David Breen
Na Piarsaigh and Limerick hurler David Breen says working in a professional sports environment has helped him improve as a hurler.
Breen is the Lead Academy Physiotherapist at Leinster Rugby, a position he took up in September 2014. While he admits it has been demanding to combine such a job with an elite GAA career, he has also felt the benefits in terms of what he has picked up in the professional surrounds.
"You learn to train a lot better yourself, especially in the strength and conditioning. You are working with a lot of S&C coaches who have a lot of experience and they know how to manage players and you are just taking advice from them," he said.
"In GAA, it is a bit unregulated in terms of who works with what teams and what their qualifications are whereas in professional sport, you have to have a decent CV to get hands on these athletes. You are managed quite closely. Dan Tobin is head of strength and conditioning in Leinster and he is a guy I would have taken advice from the very first week I came into Leinster. And it has stood to me as well and some stuff that I will be able to impart onto younger players in the club at some stage, eventually."
Breen's role with the Leinster academy players often merges with the Leinster senior squad, due to periods when the panels join together for training. He travels regularly with the senior squad to matches - he was in Cardiff most recently - and he says that those professional demands have sometimes affected his hurling.
"Usually the ones where they are on a Friday night is a bit easier because the team travels on the Thursday and you get back maybe 10 or 11 on the Friday night.
"So then you still have some of the weekend left and all I do is let Shane O’Neill, our manager, know my schedule in advance and he tries to put training on around that. There’s some weekends that there’s no getting away from it, you have to write off the weekend because of work."
Yet, despite his physiotherapy background, Breen has not been spared injuries. During Na Piarsaigh's run to the All-Ireland final, Breen has had regular spells of absence through a broken shin, a broken hand and a broken foot - "I've a nice collection of x-rays in my Iphone," he jokes.
David Breen
He played on a shin injury in the Limerick semi-final against Kilmallock, and missed the county final and early stages of the Munster campaign as a result. Then he came on as a sub in the Munster final win against Ballygunner despite having had pins and wires in his hand, which was in a cast, in advance of the game.
He admits that played against medical advice, and the fact that he played despite his own grounding as a physio is an indicator of the lengths a player will go to to play a big game.
"Yeah, I got a bit of a doing coming in after the Munster final, when they saw me coming on for the final 15 minutes of the game where I had been wearing a cast earlier on that week," he said.

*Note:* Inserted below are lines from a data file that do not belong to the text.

Issue #513, opened 2020-06-10
Error message should propagate through the workflow in the query time


hanxiao:
**Describe the feature**

Right now a single error in the query time will break the whole system.

**Your proposal**

---

**Environment**

**Screenshots**

rutujasurve94:
Hi! I'd like to contribute to this issue

hanxiao:
❤️ Awesome! thanks for taking the initiative!

Let me explain the issue in more details.

Right now when an `Executor` throws an exception, the `Pod` catches and breaks from the eventloop. No message will be propagated further. The followed `Pod` in this workflow stuck there forever as they work in `recv->handle->send` way. Since there is no receive, nothing happens. The gateway receives nothing and has nothing to return to the client. So everybody stuck there forever.

There are many ways to solve this problem, the simplest way I have in mind is:
- Adding a `status` field in the Protobuf `Envelope`, when a Pod throws a RuntimeError, it changes the `status` to `error`, and propagates the message further. Also better keeps the exception message in the message.
- The followed Pods simply skip the handling part and propagate it further when they see the `error` status in the envelope.
- The gateway returns the error code and message to the client.

rutujasurve94:
Thanks a lot for the leads and details on the issue, I will begin the implementation along these steps and update here

rutujasurve94:
Hello,
I've opened PR: https://github.com/jina-ai/jina/pull/521 for this issue.
**Proposal for the feature:**
-  Changes to Protobuf ```Envelope```: this already has a ```Status``` field where status could be 'Error'. Captured the error's message as well by adding a field  ```error_message``` to this proto.
-  Built the new changes to proto with ```build-proto-with-python.sh``` script in the proto directory,  auto-modifying ```jina_pb2.py```,  ```jina_pb2_grpc.py```.
-  Added an Exception ```PodRunTimeError``` that could be generically used to raise exceptions every time the pod throws a run exception.
-  In pea: Changed the status of the message to error every time a run time exception is thrown in the loop body, propagating the message further.
-  Changed the pea's ```handle``` method: Pods simply skip the handling part and propagate it further when they see the error status in the envelope. 
- Changes to gateway: ```handle``` method: The gateway check's if the received message's envelope has Error status, in this case it returns the error code and message to the client. 

**Further evaluations:**
- [ ] Evaluated the ```msg_callback``` that catches NoExplicitMessage and passes when no message/ partial message is received.  No changes required here
[...]

PR #521, opened 2020-06-15
feat(peapod): add functionality to propagate error message through workflow

rutujasurve94:
**Adding functionality for propagating error messages through the workflow in the query time** (Issue #513)
**Problem:**
- Right now when an Executor throws an exception, the Pod catches it but then breaks from the event-loop. No message will be propagated further. 
- The followed Pod in this workflow stuck there forever as they work in recv->handle->send way. Since there is no receive, nothing will be sent. 
- The gateway also receives nothing and has nothing to return to the client. So everybody stuck there forever.

**Used the following to approach to solve the issue:**
-  Changes to Protobuf ```Envelope```: this already has a ```Status``` field where status could be 'Error'. Captured the error's message as well by adding a field  ```error_message``` to this proto.
-  Built the new changes to proto with ```build-proto-with-python.sh``` script in the proto directory,  auto-modifying ```jina_pb2.py```,  ```jina_pb2_grpc.py```.
-  Added an Exception ```PodRunTimeError``` that could be generically used to raise exceptions every time the pod throws a run exception.
-  In pea: Changed the status of the message to error every time a run time exception is thrown in the loop body, propagating the message further.
-  Changed the pea's ```handle``` method: Pods simply skip the handling part and propagate it further when they see the error status in the envelope. 
- Changes to gateway: ```handle``` method: The gateway check's if the received message's envelope has Error status, in this case it returns the error code and message to the client. 

**Further evaluations:**
- [ ] Evaluated the ```msg_callback``` that catches NoExplicitMessage and passes when no message/ partial message is received.  No changes required here
- [ ]  Evaluated the drivers: ```control.py``` and  ```jina_pb2.Request.ControlRequest.STATUS```: also don't require changes.

@hanxiao : It would be great to have your review, requesting your feedback on the implementation.


hanxiao:
really awesome work! ❤️  THANK YOU. I'm reviewing it now

jina/peapods/pea.py
```diff
@@ -319,24 +320,39 @@ def run(self):
             self.post_init()
             self.loop_body()
         except RequestLoopEnd:
-            self.logger.info('break from the event loop')
+            self._message.envelope.status = jina_pb2.Envelope.Status.ERROR
```
hanxiao, line 323: Changing `message` does not have any effect. The message won't propagate as the `send` is in the `loop_body`

jina/peapods/gateway.py
```diff
@@ -114,6 +114,14 @@ def handle(self, msg: 'jina_pb2.Message'):
             try:
                 self._request = getattr(msg.request, msg.request.WhichOneof('body'))
                 self._message = msg
+                # Check if pod had thrown a run-time exception by checking envelope's status and error message
+                if msg.envelope.status == jina_pb2.Envelope.Status.ERROR:
+                    error_message = f'pod threw run time exception {msg.envelope.error_message}'
+                    self.logger.info(error_message)
+                    # extract error message from envelope, remove envelope, send back request and error message
+                    return msg.request, msg.envelope.error_message
```
hanxiao, line 122: Note that the gateway always removes the `Envelope` as those information is often not interested to the client. Except this `error_message`, the client has to know it. So maybe `error_message` should be carried as a part of `Request`.

hanxiao:
so one way to solve this is to make all exceptions listed below inherited from something say `LogicError`

image

A `LogicError` should break the eventloop of a pea as there is no way to continue further.

All other errors, i.e. the current `except Exception as ex:` is considered as `RuntimeError`. They should not break the eventloop, and should be caught inside `handle()`.

 I will make some change on your branch to reflect that.

jina/peapods/pea.py
rutujasurve94: incorporated the change, raising pod run time exception in the last except Exception as ex clause below

jina/peapods/gateway.py
rutujasurve94: changed the Request proto to include the error message

rutujasurve94:
Thanks a lot for the review, I have made changes and updated the PR. 

1. ```Status``` and ```error_message``` are now a part of ```Request``` proto and not Envelope to enable handling in the ```gateway```. 
2.  Reverted changes to ```Logic Errors``` and raised ```PodRunTimeException``` from the except clause for ```RunTimeError``` 
3. Catching run time exception by ```pea``` inside the ```handle()``` function.

hanxiao:
since the CI is passing now, to prevent this PR to grow too big, i'm going to merge it for now. I will refactor protobuf in another PR. could you please sign the CLA first?

hanxiao:
recheckcla

rutujasurve94:

rutujasurve94:
Thank you for the feedback and commits for improving catch error logic and refactoring of excepts. I have signed the CLA as well.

"But they understand the situation and the head physio there (at Leinster), Gareth Farrell, has been pretty good to me in that sense, I have to be physically able to do my job too, there is no such thing as ringing in sick or I need five or six weeks off in that environment so I think the players are pretty understanding as to what's at stake.
"But that would have been one of the best reasons that I stepped away from Limerick this year, because I have to show a commitment to my job too and hurling is definitely not going to pay the bills."
As Breen, 30, says, he stepped away from the Limerick inter-county scene this year to focus on his work with Leinster. For now, his sporting outlook is obviously centred on St Patrick's Day and the prospect of a first ever All-Ireland club title for his club Na Piarsaigh, a pursuit which he says has energised some of his charges in Leinster.
"We have a bit of a following going there, especially in the academy, We have a good few of the boys shouting for Na Piarsaigh now, they have made it very clear they are not shouting for Limerick, they are shouting for Na Piarsaigh. It is great, especially for lads, some of them wouldn't necessarily have an interest in GAA, they are tuning in and watching the matches, so hopefully we will have a few of them there on Paddy's Day."